Abstract:

Background: Physiological electrical and mechanical (EM) heterogeneities and their interactions (electro-mechanical and mechano-electrical coupling; EMC and MEC) are essential to normal cardiac function. Alterations in these physiological characteristics can result in increased arrhythmia formation. We have shown pronounced changes in electrical (prolonged and dispersed cardiac repolarization) and mechanical function (heterogeneous impairment in systolic and diastolic function) in long QT syndrome (LQTS).

Objective: We aim to investigate cardiac EM heterogeneity and regional differences in EMC and MEC under physiological and pathological conditions to better understand their role in arrhythmia development.

Methods: In vivo, standard 12-lead ECG, 32-channel vest ECG and tissue phase mapping cardiac MRI are used to measure regional differences in electrical and mechanical function in healthy (‘control’) and I_Kr–blocker E4031 induced acute LQTS hearts (‘E4031’). Ex vivo, simultaneous Ca²⁺/voltage optical mapping (OM) and ultrasound-based visualization of mechanical deformation (strain ECHO) in Langendorff-perfused hearts are performed.

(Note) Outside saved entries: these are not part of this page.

PR #3065, opened 2026-07-22
Update alternative recommendation for RUSTSEC-2023-0085

Haaremy:
## Summary

Update the recommended alternatives in `RUSTSEC-2023-0085`.

`fluke-hpack` 0.3.1 still reproduces the panic described in the advisory,
whereas `loona-hpack` 0.4.3 returns an error instead.


djc (approved):
Thanks.

PR #3076, opened 2026-07-27
fix web publishing when we have a cache hit

alex:
Since d9c89372 in rustsec/rustsec, we've been failing to build whenever the admin binary is cached.


djc:
Should merge 

- https://github.com/rustsec/rustsec/pull/1651

and get it deployed here.

alex:
Ah, that's better, missed that there was an open PR for it. Closing in favor of that.

PR #3077, opened 2026-07-27
update rustsec version in publish-web.yml

alex:


djc:
Also need to update the cache key on line 24. Do you want to take care of the other workflows as well? I usually do a workspace-wide search and replace.

alex:
gah, this is what I get for doing this in the web UI. yeah, give me a sec I'll clean it up.

alex:
ok, updated. I'm going to do a follow up PR to refactor all this into a reusable action so there's only one thing to update

djc (approved):

PR #334, opened 2015-05-18
NCL-831 Remove copyright from include files. Update excludes

rnc:
@alexcreasy - updated for Angular include issues.


alexcreasy:
@rnc yes this fixes NCL-831, I'll merge now.

PR #358, opened 2015-05-27
Persistence updates

thauser:
A few more changes related to the maven module refactor. The important one is the change in the persistence.xml, which was failing to find the @Entity annotated classes due to an outdated model.jar reference.

### DIFF
--- a/README.md
+++ b/README.md
@@ -77,7 +77,7 @@ The default build with command `mvn clean install` comes with no authentication.
 use -Dauth=true together with your build command.
 Enabling authentication meand following
 1. Your backend REST endpoints will become secured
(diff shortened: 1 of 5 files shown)


thauser:
There's still more to change. Rest Endpoints are broken with this refactor, for instance.

thauser:
It's not clear to me if we want the modules to produce pnc-* artifacts still, or if things like having 'models.jar' instead of 'pnc-models.jar' are desired. Regardless, with these changes we're able to build and use basic functionality again.

pslegr:
We need to keep the names consistent, so your changes are OK ! thanks ! merging

PR #359, opened 2015-05-29
Ui validation refactoring

vibe13:


alexcreasy:
milestone-controllers.js line: 61... the jshint override shouldn't be used ..... the "result" param can just be removed from the function call on the line above i.e. function() { Notifications.success('Milestone Created'); ....

alexcreasy:
Also I think milestone and release should be submodules of version (which makes me think at some point we should plan to refactor our module names to reflect the model updates)

alexcreasy:
@vibe13 OK actually as this contains verified bugfixes and code improvements that will leave master in a better position than before, I'm going to merge this and then I'll raise a new PR for further improvements.

vibe13:
@alexcreasy thanks!

PR #361, opened 2015-05-29
Added close milestone feature

vibe13:


alexcreasy:
I think it would be better to remove the lock and unlock .png files and use the font-awesome icons included with patternfly all you have to do is use: 
Lock
#######
```HTML
<i class="fa fa-lock"></i>
```
Unlock 
#######
```HTML
<i class="fa-unlock-alt"></i>
```
a) These are vector graphics and can be scaled to any size
b) No new files for user to download so marginally faster
c) These are recommended by UX team for use with Patternfly look and feel (see: https://www.patternfly.org/styles/icons/)

vibe13:
@alexcreasy  oooh thanks, I found the lock but missed the unlock one, this is why I added those....thanks!

vibe13:
retest this please

PR #362, opened 2015-05-29
BPM Callback with BASIC Auth

sbunciak:


pslegr:
Merging this one & we will need to add remote test for whole BPM process => NCL-866

rest/src/main/java/org/jboss/pnc/rest/trigger/BuildTriggerer.java
```diff
@@ -144,4 +170,56 @@ private BuildConfigurationAudited getLatestAuditedBuildConfiguration(Integer bui
         }
         return buildConfigRevs.get(0);
     }
+    
+    /*
+     * TODO: Do not ignore certificates, rather setup servers properly.
+     */
+    private void signalBpmEvent(String uri) {
```
matejonnet: What about extracting "http client" to its own class to make it re-usable?

rest/src/main/java/org/jboss/pnc/rest/trigger/BuildTriggerer.java
```diff
@@ -144,4 +170,56 @@ private BuildConfigurationAudited getLatestAuditedBuildConfiguration(Integer bui
...
+        HttpPost request = new HttpPost(uri);
+        request.addHeader("Authorization", getAuthHeader());
+        log.info("Executing request " + request.getRequestLine());
+
+        try (CloseableHttpResponse response = httpclient.execute(request)) {
+            log.info(response.getStatusLine());
+            response.close();
+            httpclient.close();
+        } catch (IOException e) {
+            e.printStackTrace();
```
matejonnet: No actions is something goes wrong? Should we at least re-try few times?
Use log instead of printStackTrace.

rest/src/main/java/org/jboss/pnc/rest/trigger/BuildTriggerer.java
sbunciak: +1 will be done as part of NCL-866 as we will need it for the BPM integration test.

rest/src/main/java/org/jboss/pnc/rest/trigger/BuildTriggerer.java
sbunciak: The retries could be implemented in the extracted httpClient class as an optional parameter I guess. WDYT?
Sorry, my fault, I will fix the printStackTrace.

rest/src/main/java/org/jboss/pnc/rest/trigger/BuildTriggerer.java
sbunciak: Found out that we already have https://github.com/project-ncl/pnc/blob/master/common/src/main/java/org/jboss/pnc/common/util/HttpUtils.java. I suppose it would be better to reuse this class rather than creating a new one.

rest/src/main/java/org/jboss/pnc/rest/trigger/BuildTriggerer.java
matejonnet: +1 for retry in client.

rest/src/main/java/org/jboss/pnc/rest/trigger/BuildTriggerer.java
matejonnet: Agree to put it in common module. If it is not just few lines of code i would prefer having a client in its own classes.

PR #364, opened 2015-05-29
Fixed REST endpoint proxy config in Web UI.

jsenko:
REST proxy configuration in `rest-config.json` does not work for me when using `grunt serve` with custom `--target`, as described in `ui/README.md`

For example:
Let `rest-config.json` be
```
{
  "endpointsLocalhost": "localhost",
  "dev": "1.2.3.4"
}
```
Command `grunt serve --target=dev` creates proxy for `localhost` instead of `1.2.3.4`.
This fix should resolve the issue.

### DIFF
--- a/ui/Gruntfile.js
+++ b/ui/Gruntfile.js
@@ -44,21 +44,42 @@ module.exports = function (grunt) {
     proxyHost: PROXY_HOST
   };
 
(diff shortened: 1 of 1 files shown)


jsenko:
@alexcreasy can you verify?

PR #369, opened 2015-06-04
[NCL-471]: Rest get build record log returns 204 when it is empty

jbartece:


rest/src/test/java/org/jboss/pnc/rest/endpoint/BuildRecordEndpointTest.java
```diff
@@ -0,0 +1,50 @@
...
+        int logId = 1;
+        String logContent = "LOG CONTENT";
+        BuildRecordEndpoint buildRecordEndpoint = getLogsPrepareEndpoint(logId, logContent);
+
+        // then
+        assertEquals(200, buildRecordEndpoint.getLogs(logId).getStatus());
+    }
+
+    private BuildRecordEndpoint getLogsPrepareEndpoint(int logId, String logContent) {
+        // given
```
slaskawi: //given to be removed

rest/src/test/java/org/jboss/pnc/rest/endpoint/BuildRecordEndpointTest.java
```diff
@@ -0,0 +1,50 @@
...
+        BuildRecordRepository buildRecordRepository = mock(BuildRecordRepository.class);
+        BuildRecordProvider buildRecordProvider = new BuildRecordProvider(buildRecordRepository, null);
+        BuildRecordEndpoint buildRecordEndpoint = new BuildRecordEndpoint(buildRecordProvider, null);
+        BuildRecord buildRecord = mock(BuildRecord.class);
+
+        // when
```
slaskawi: //when to be removed

rest/src/test/java/org/jboss/pnc/rest/endpoint/BuildRecordEndpointTest.java
```diff
@@ -0,0 +1,50 @@
...
+/**
+ * 
+ * @author Jakub Bartecek <jbartece@redhat.com>
+ *
+ */
+public class BuildRecordEndpointTest {
+
+    @Test
+    public void getLogsNoContentTest() {
+        int logId = 1;
```
slaskawi: Please add //given //when

rest/src/test/java/org/jboss/pnc/rest/endpoint/BuildRecordEndpointTest.java
```diff
@@ -0,0 +1,50 @@
...
+        BuildRecordEndpoint buildRecordEndpoint = getLogsPrepareEndpoint(logId, "");
+
+        // then
+        assertEquals(204, buildRecordEndpoint.getLogs(logId).getStatus());
+    }
+
+    @Test
+    public void getLogsWithContentTest() {
+        int logId = 1;
```
slaskawi: The same here

rest/src/test/java/org/jboss/pnc/rest/endpoint/BuildRecordEndpointTest.java
```diff
@@ -0,0 +1,50 @@
...
+import static org.mockito.Mockito.mock;
+
+import org.jboss.pnc.datastore.repositories.BuildRecordRepository;
+import org.jboss.pnc.model.BuildRecord;
+import org.jboss.pnc.rest.provider.BuildRecordProvider;
+import org.junit.Test;
+import org.mockito.Mockito;
+
+/**
+ *
```
slaskawi: Add a valid Javadoc or remove it.

rest/src/main/java/org/jboss/pnc/rest/provider/BuildRecordProvider.java
```diff
@@ -119,17 +121,25 @@ public BuildRecordRest getSpecific(Integer id) {
         }
         return null;
     }
+    
 
-    public StreamingOutput getLogsForBuildId(Integer id) {
+    public String getBuildRecordLog(Integer id) {
```
slaskawi: Maybe we should remove this method and preserve only the streaming one?

jbartece: It is needed to find out if the content is empty or not. If the content is not empty the StreamingOutput is created after that

rest/src/test/java/org/jboss/pnc/rest/endpoint/BuildRecordEndpointTest.java
jbartece: Where should I add it, when I outlined it to the extra method?

rest/src/main/java/org/jboss/pnc/rest/provider/BuildRecordProvider.java
slaskawi: Ok, that makes sense.

rest/src/test/java/org/jboss/pnc/rest/endpoint/BuildRecordEndpointTest.java
slaskawi: //given //when //then should be added only to the test method's body. This blog post describes it really well: http://monkeyisland.pl/2009/12/07/given-when-then-forever/

jbartece: I have two choices:
  * put it to the method body, but there will be duplication of code in two tests
  * or outline it

So, are you for the first option?

slaskawi: I would prefer if you remove it from here and implement the test like the following:
```
@Test
    public void getLogsWithContentTest() {
        //given
        int logId = 1;
        String logContent = "LOG CONTENT";

        //when
        BuildRecordEndpoint buildRecordEndpoint = getLogsPrepareEndpoint(logId, logContent);

        // then
        assertEquals(200, buildRecordEndpoint.getLogs(logId).getStatus());
    }
```

jbartece: OK

PR #371, opened 2015-06-04
[NCL-473]: Rest get running build log returns 204 when it is empty

jbartece:


rest/src/main/java/org/jboss/pnc/rest/endpoint/RunningBuildRecordEndpoint.java
```diff
@@ -66,10 +77,22 @@ public BuildRecordRest getSpecific(@ApiParam(value = "BuildRecord id", required
...
+            @ApiResponse(code = 200, message = "Successful retrieval of the log"),
+            @ApiResponse(code = 204, message = "RunningBuild exists, but the log content is empty"),
+            @ApiResponse(code = 404, message = "RunningBuild with specified id does not exist"),
+    })
     @ApiOperation(value = "Gets specific log of a Running Build Record")
     @GET
     @Path("/{id}/log")
-    public Response getLogs(@ApiParam(value = "BuildRecord id", required = true) @PathParam("id") Integer id) {
-        return Response.ok(buildRecordProvider.getLogsForRunningBuildId(id)).build();
+    public Response getLogs(@ApiParam(value = "RunningBuild id", required = true) @PathParam("id") Integer id) {
```
slaskawi: Similar situation here - shouldn't we just return null?

slaskawi: ooh yes I see - we also have 404 for not found. Please ignore my previous comment.

slaskawi:
Looks good to me :+1:

jbartece:
retest this please

PR #372, opened 2015-06-04
[NCL-472]: Rest get all RunningBuildRecords returns 204 when no is av…

jbartece:
…ailable

### DIFF
--- a/rest/src/main/java/org/jboss/pnc/rest/endpoint/RunningBuildRecordEndpoint.java
+++ b/rest/src/main/java/org/jboss/pnc/rest/endpoint/RunningBuildRecordEndpoint.java
@@ -17,19 +17,30 @@
  */
 package org.jboss.pnc.rest.endpoint;
 
+import org.jboss.logging.Logger;
+import org.jboss.pnc.rest.provider.BuildRecordProvider;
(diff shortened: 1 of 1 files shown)


rest/src/main/java/org/jboss/pnc/rest/endpoint/RunningBuildRecordEndpoint.java
```diff
@@ -49,14 +60,22 @@ public RunningBuildRecordEndpoint(BuildRecordProvider buildRecordProvider) {
...
     }
 
+    @ApiResponses(value = {
+            @ApiResponse(code = 200, message = "Successful retrieval all RunningBuildRecords"),
+            @ApiResponse(code = 204, message = "No RunningBuildRecords available"),
+    })
     @ApiOperation(value = "Gets all running Build Records")
     @GET
-    public List<BuildRecordRest> getAll(
+    public Response getAll(
```
slaskawi: I'm not 100% but wouldn't returning a null do the job? This is mentioned in the spec as well as in StackOverflow: http://stackoverflow.com/questions/14102797/how-to-throw-http-204-status-code-using-jersey-framework-in-restful-web-service

jbartece:
retest this please

PR #373, opened 2015-06-04
NCL-881 - Create REST endpoint for retrieving ProductVersions associa…

alexcreasy:
…ted with a specific BuildConfiguration

### DIFF
--- a/rest/src/main/java/org/jboss/pnc/rest/provider/BuildConfigurationProvider.java
+++ b/rest/src/main/java/org/jboss/pnc/rest/provider/BuildConfigurationProvider.java
@@ -28,12 +28,14 @@ import org.jboss.pnc.model.BuildConfiguration;
 import org.jboss.pnc.model.BuildConfigurationSet;
 import org.jboss.pnc.model.ProductVersion;
 import org.jboss.pnc.rest.restmodel.BuildConfigurationRest;
+import org.jboss.pnc.rest.restmodel.ProductVersionRest;
 import org.springframework.data.domain.Pageable;
 
 import javax.ejb.Stateless;
 import javax.inject.Inject;
 
 import java.util.List;
+import java.util.Set;
 import java.util.function.Function;
 import java.util.stream.Collectors;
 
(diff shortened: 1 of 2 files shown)


alexcreasy:
Test this please

rest/src/main/java/org/jboss/pnc/rest/provider/BuildConfigurationProvider.java
```diff
@@ -173,4 +175,15 @@ public void removeProductVersion(Integer configId, Integer productVersionId) {
         buildConfigurationRepository.save(buildConfig);
     }
 
+    public List<ProductVersionRest> getProductVersions(Integer configId) {
+        BuildConfiguration buildConfig = buildConfigurationRepository.findOne(configId);
```
slaskawi: If we do it this way, we won't be able to use DB side logic, which is pretty bad. I would prefer if you used a proper repository for this and not a getter.

alexcreasy:
Hi Sebastian, I basically just copied the implementation of the /build-configuration-sets/:id/build-configurations please see BuildConfigurationSetProvider.java:144

I really need this functionality in the REST API urgently to be able to complete the tickets for the sprint. On the frontend we've had to implement some pretty horrible hacks (i.e. looping and making n REST calls where n is the array size) to retrieve an entities relations.

This particular endpoint I am stranded without, I can't even implement one of these horrible hacks.  Once retrieving a list of Configurations, it is impossible to query for it's associated ProductVersions, since the array returned contains only the ProductVersionId, yet you need a productId AND a ProductVersionId to query for one.

alexcreasy:
Is it possible we could merge this and my follow up PR (for NCL-882, coded in the same way) and I will look at rewriting these in the next sprint, including any that pre-existed that were coded in this fashion.

slaskawi:
Oh yeah, I asked Paul to rewrite this also (before my PTO). Obviously it seems it didn't happen.

Ok, if it's urgent this change is fine with me, but please create JIRA to fix it and assign it to me (or yourself if you'd like to do it :))

So, :+1: from me.

alexcreasy:
Great, thanks for understanding :)

PR #382, opened 2015-06-08
Return 409(Conflict) if adding BuildConfiguration to BuildConfigurationSet where the BuildConfiguration already exists.

ahmedlawi92:
Return error status if BuildConfiguration already exists in BuildConfigurationSet so that the UI will display an error.


slaskawi:
test this please

slaskawi:
Changes introduced here: https://github.com/project-ncl/pnc/pull/389

PR #2890, opened 2020-03-02
Fix package of moved GenericSettingProvider

pkocandr:
GenericSettingProvider in facade/src/main/java/org/jboss/pnc/facade/providers/ declared package org.jboss.pnc.rest.provider which is obviously wrong. Eclipse refused to compile the class.


thescouser89:
How did that even happen!?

Electro-mechano-electrical interactions (EMC and MEC) and their regional differences are studied by changing either electrical features (by E4031) or mechanical features (altered preload or contractility).

Results: Alterations in EM heterogeneities were assessed in vivo by applying E4031 (EMC). As expected, E4031 administration (10µg/kg bolus + 1µg/kg/min perfusion) resulted in marked prolongation of cardiac repolarization (QTc Fridericia, control: 248.5±16.2 vs. E4031: 410.3±38.9; p<0.01; n=14), and increased spatial heterogeneity in repolarization (QT dispersion Max-Min [ms] control: 14.4±4.2 vs. E4031: 30.4±9.7; p<0.01; n=13).

Electrical changes (E4031) resulted in changes of mechanical features: Systolic radial (Vr) and longitudinal (Vz) peak velocities were increased significantly in base, mid, and apex (p<0.05).

E4031 administration had no significant effect on diastolic radial velocity. In contrast, diastolic longitudinal velocity (Vz) was reduced in all basal and mid-anterior and mid-anteroseptal segments (Vz_dia [cm/s] Baseline: 5.5±1.2 vs. E4031: 4.6±0.9; p<0.01; n=19).

Radial diastolic time-to-peak duration (TTP), a marker of contraction duration, was prolonged in two basal (inferoseptal, anterolateral; p<0.05) and three mid (anteroseptal, inferior, anterolateral; p<0.05) segments. In longitudinal direction, diastolic TTP duration was prolonged by E4031 in 5 out of 6 basal and mid segments (p<0.05) except for the basal-inferior and mid-inferior segment.

These alterations led to a decreased apicobasal heterogeneity of Vz diastolic peak velocities upon E4031 (basal-apical Vz_dia [cm/s], Baseline: -4.4±1.3 vs. E4031: -3.3±0.9; p<0.01; n=19) and to an increased apicobasal heterogeneity of Vz diastolic TTP duration (basal-apical Vz_dia_TTP [ms], Baseline: 2.2±11.8 vs. E4031: 21.7±24.1; p<0.02; n=8)

Conclusion and Outlook: E4031-induced changes in regional electrical function resulted in marked regional alterations in mechanical features via EMC. To investigate the role of MEC, we are currently assessing the effects of changed cardiac mechanics (altered preload and contractility) on electrical features using 32-channel vest ECG in vivo and combined optical mapping and strain ECHO ex vivo. This will help us to better understand EMC and MEC in the 'electrical' disease LQTS.